We can print the loadings in a nice table as:

```
parameters::model_parameters(ias_fa) %>%
knitr::kable(digits = 2)
```

Variable | PC1 | Complexity | Uniqueness |
---|---|---|---|

ias1 | 0.70 | 1 | 0.51 |

ias2 | 0.48 | 1 | 0.77 |

ias3 | 0.68 | 1 | 0.54 |

ias4 | 0.56 | 1 | 0.69 |

ias5 | 0.69 | 1 | 0.52 |

ias6 | 0.67 | 1 | 0.55 |

ias7 | 0.70 | 1 | 0.51 |

ias8 | 0.74 | 1 | 0.45 |

ias9 | 0.72 | 1 | 0.48 |

ias10 | 0.73 | 1 | 0.47 |

ias11 | 0.67 | 1 | 0.55 |

ias12 | 0.72 | 1 | 0.48 |

ias14 | 0.67 | 1 | 0.56 |

ias15 | 0.68 | 1 | 0.53 |

ias16 | 0.55 | 1 | 0.70 |

ias17 | 0.65 | 1 | 0.57 |

ias18 | 0.71 | 1 | 0.49 |

ias19 | 0.75 | 1 | 0.44 |

ias20 | 0.79 | 1 | 0.38 |

ias21 | 0.74 | 1 | 0.45 |

ias24 | 0.72 | 1 | 0.48 |

ias25 | 0.66 | 1 | 0.56 |

ias26 | 0.77 | 1 | 0.40 |

ias27 | 0.53 | 1 | 0.72 |

ias28 | 0.74 | 1 | 0.46 |

ias29 | 0.76 | 1 | 0.43 |

ias30 | 0.64 | 1 | 0.59 |

ias31 | 0.50 | 1 | 0.75 |

ias33 | 0.71 | 1 | 0.49 |

ias35 | 0.56 | 1 | 0.69 |

ias36 | 0.80 | 1 | 0.36 |

The table of factor loadings shows that all items have a high loading on the one component we extracted.

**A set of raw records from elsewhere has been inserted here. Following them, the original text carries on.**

PR #969, opened 2020-10-01
First attempt at setup script

a-willis:
A script that will build docker images, run db:create, and bring up the web server
This will be used by the development repository

To test, run joinweb:3001


hcli-work (approved):
solid. thanks for doing this!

The authors reported their analysis as follows (p. 382):

We conducted principal-components analyses on the log transformed scores of the IAS (see above). On the basis of the scree test (Cattell, 1978) and the percentage of variance accounted for by each factor, we judged a one-factor solution to be most appropriate. This component accounted for a total of 46.50% of the variance. A value for loadings of .30 (Floyd & Widaman, 1995) was used as a cut-off for items that did not relate to a component.

All 31 items loaded on this component, which was interpreted to represent aspects of a general factor relating to Internet addiction reflecting the negative consequences of excessive Internet use.